Materials provided:
————

PR #192, opened 2020-12-19
Add access policy for ContainerDistributionViewSet

lubosmj:
ref #7937

### DIFF
--- a/pulp_container/app/access_policy.py
+++ b/pulp_container/app/access_policy.py
@@ -1,0 +1,30 @@
+from pulpcore.plugin.access_policy import AccessPolicyFromDB
+
+from pulp_container.app import models
+
+
+class DistributionAccessPolicyFromDB(AccessPolicyFromDB):
+    """
+    Access policy for DistributionViewSet which handles namespace permissions.
+    """
+
+    def has_add_namespace_perms(self, request, view, action):
+        """
+        Check whether a user can create a namespace or can read the namespace if it already exists.
+        """
+        namespace = request.data["base_path"].split("/")[0]
+        try:
+            namespace = models.ContainerNamespace.objects.get(name=namespace)
+        except models.ContainerNamespace.DoesNotExist:
+            return request.user.has_perm("container.add_containernamespace")
+        else:
+            return request.user.has_perm(
+                "container.view_containernamespace"
+            ) or request.user.has_perm("container.view_containernamespace", namespace)
+
+    def has_view_namespace_perms(self, request, view, action):
+        """
+        Test if a user is able read the namespace contained within a distribution.
+        """
+        namespace = view.get_object().namespace
+        return request.user.has_perm("container.view_containernamespace", namespace)
--- a/pulp_container/app/viewsets.py
+++ b/pulp_container/app/viewsets.py
@@ -34,7 +34,7 @@ from pulpcore.plugin.viewsets import (
     OperationPostponedResponse,
 )
 
-from pulp_container.app import models, serializers, tasks
+from pulp_container.app import access_policy, models, serializers, tasks
 
 
 log = logging.getLogger(__name__)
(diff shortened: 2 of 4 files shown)


pulp_container/app/viewsets.py
```diff
@@ -586,6 +586,49 @@ class ContainerDistributionViewSet(BaseDistributionViewSet):
...
+        ],
+        "permissions_assignment": [
+            {
+                "function": "add_for_object_creator",
+                "parameters": None,
+                "permissions": [
+                    "container.view_containerdistribution",
+                    "container.delete_containerdistribution",
+                    "container.change_containerdistribution",
+                    "container.add_containernamespace",
```
ipanova, line 626: i think this should not be present among the automatic permission assignment but rather put among the conditions for distribution creation i.e. I can create a distribution if i have model permission and I object permission on existing namespace and I have model permission in case there is not such namespace available.

pulp_container/app/viewsets.py
```diff
@@ -586,6 +586,49 @@ class ContainerDistributionViewSet(BaseDistributionViewSet):
...
+                "effect": "allow",
+            },
+            {
+                "action": ["create"],
+                "principal": "authenticated",
+                "effect": "allow",
+                "condition": "has_model_perms:container.add_contrainerdistribution",
+            },
+            {
+                "action": ["retrieve"],
```
ipanova, line 606: please do not forget to add update/ partial_update actions

lubosmj:
As you can see, I just copied the whole `global_access_conditions.py` file and appended some custom functions to it. Maybe it is possible to inherit from `pulpcore.plugin.models.AccessPolicy` and add our own class to the field `permission_classes` defined within `ContainerDistributionViewSet`, like so:
```python
class DistributionViewSetAccessPolicy(AccessPolicy):
    statements = [
        {
            "action": ["list"],
            "principal": "authenticated",
            "effect": "allow",
        },
        {
            "action": ["create"],
            "principal": "authenticated",
            "effect": "allow",
            "condition": [
                "has_model_perms:container.add_containerdistribution",
                "has_add_namespace_perms",
            ],
        },
        {
            "action": ["retrieve"],
            "principal": "authenticated",
            "effect": "allow",
            "condition": [
                "has_view_namespace_perms",
            ],
        },
        {
            "action": ["update", "partial_update"],
            "principal": "authenticated",
            "effect": "allow",
            "condition": [
                "has_model_or_obj_perms:container.change_containerdistribution",
                "has_view_namespace_perms",
            ],
        },
        {
            "action": ["destroy"],
            "principal": "authenticated",
            "effect": "allow",
            "condition": [
                "has_model_or_obj_perms:container.delete_containerdistribution",
                "has_view_namespace_perms",
            ],
        },

    ]
    permissions_assignment = [
        {
            "function": "add_for_object_creator",
            "parameters": None,
            "permissions": [
                "container.view_containerdistribution",
                "container.delete_containerdistribution",
                "container.change_containerdistribution",
            ],
        },
    ]

    def has_add_namespace_perms(self, request, view, action):
        """
        Check whether a user can create a namespace or can read the namespace if it already exists.
        """
        namespace = request.data["base_path"].split("/")[0]
        try:
            namespace = models.ContainerNamespace.objects.get(name=namespace)
        except models.ContainerNamespace.DoesNotExist:
            return request.user.has_perm("container.add_containernamespace")
        else:
            return request.user.has_perm("container.view_containernamespace", namespace)


    def has_view_namespace_perms(self, request, view, action):
        """
        Test if a user is able read the namespace contained within a distribution.
        """
        namespace = view.get_object().namespace
        return request.user.has_perm("container.view_containernamespace", namespace)

...

class ContainerDistributionViewSet(BaseDistributionViewSet):

    ...

    permission_classes = (DistributionViewSetAccessPolicy, AccessPolicyFromDB)
```

However, I was not able to make it work.

ipanova:
@lubosmj you were on the right track, you should have subclassed from AccessPolicyFromDB  https://github.com/pulp/pulp_container/compare/rbac...ipanova:dist-rbac?expand=1

pulp_container/app/global_access_conditions.py
```diff
@@ -0,0 +1,221 @@
...
+        return True
+    if has_remote_param_obj_perms(request, view, action, permission):
+        return True
+    return False
+
+
+# Custom checks for namespaces within distributions
+
+
+def has_add_namespace_perms(request, view, action):
```
ipanova, line 203: at the next step we need to figure out how to enable this situation
```
$ http POST  :24817/pulp/api/v3/distributions/container/container/ base_path=library/production name=distribute-rhel7 --auth ina:goodpassword
HTTP/1.1 202 Accepted
Connection: close
Content-Length: 67
Correlation-ID: 878cf1b9197345e3a1240f01f3c671f7
Date: Tue, 22 Dec 2020 12:12:41 GMT
Server: gunicorn/20.0.4
Vary: Accept, Cookie
X-Frame-Options: SAMEORIGIN

{
    "task": "/pulp/api/v3/tasks/d0357850-40e7-4d56-8ad0-dbc050374c50/"
}

(pulp) [vagrant@pulp3-source-fedora32 _scripts]$ http POST  :24817/pulp/api/v3/distributions/container/container/ base_path=library/dev name=dev-rhel7 --auth lena:badpassword
HTTP/1.1 403 Forbidden
Connection: close
Content-Length: 63
Correlation-ID: 420b9be882a847448c57bfc5431557e4
Date: Tue, 22 Dec 2020 12:13:40 GMT
Server: gunicorn/20.0.4
Vary: Accept, Cookie
X-Frame-Options: SAMEORIGIN

{
    "detail": "You do not have permission to perform this action."
}

```
Both users have add namespace and add distribution perms assigned, however due to queryset scoping thay can perform operations only on the objects they have created.

lubosmj: With the current changes, your scenario is handled correctly. As I mentioned in our meeting, we should consider both the model-level permissions along with object-level permission at the same time. In particular, this had to be modified:
```diff
- return request.user.has_perm("container.view_containernamespace", namespace)
+ return request.user.has_perm(
+     "container.view_containernamespace"
+ ) or request.user.has_perm("container.view_containernamespace", namespace)
```

pulp_container/app/viewsets.py
```diff
@@ -586,6 +586,65 @@ class ContainerDistributionViewSet(BaseDistributionViewSet):
...
+                    "has_view_namespace_perms",
+                ],
+            },
+            {
+                "action": ["update", "partial_update"],
+                "principal": "authenticated",
+                "effect": "allow",
+                "condition": [
+                    "has_model_or_obj_perms:container.change_containerdistribution",
+                    "has_view_namespace_perms",
```
ipanova, line 623: this is arguable since if i have a view permission on the namespace it does not really mean i can change objects under it.
how about creating a 'has_manipulate_namespace_perms. That would give you permission to update/delete existing distributions under existing namespaces

pulp_container/app/access_policy.py
```diff
@@ -0,0 +1,30 @@
...
+        """
+        Check whether a user can create a namespace or can read the namespace if it already exists.
+        """
+        namespace = request.data["base_path"].split("/")[0]
+        try:
+            namespace = models.ContainerNamespace.objects.get(name=namespace)
+        except models.ContainerNamespace.DoesNotExist:
+            return request.user.has_perm("container.add_containernamespace")
+        else:
+            return request.user.has_perm(
```
ipanova, line 21: i guess i would then replace this with 'container.manipulate_distributions_namespace' This permission will be define on the namespace

pulp_container/app/viewsets.py
ipanova: https://github.com/pulp/pulp_container/pull/191#discussion_r544414661

ipanova:
This looks good, ty for working on this. Let's merge this as a start and add further necessary cheks later :clinking_glasses:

————

The task: Supply the count of lines in the entries that include "should", and no other text.

Response to the task: 3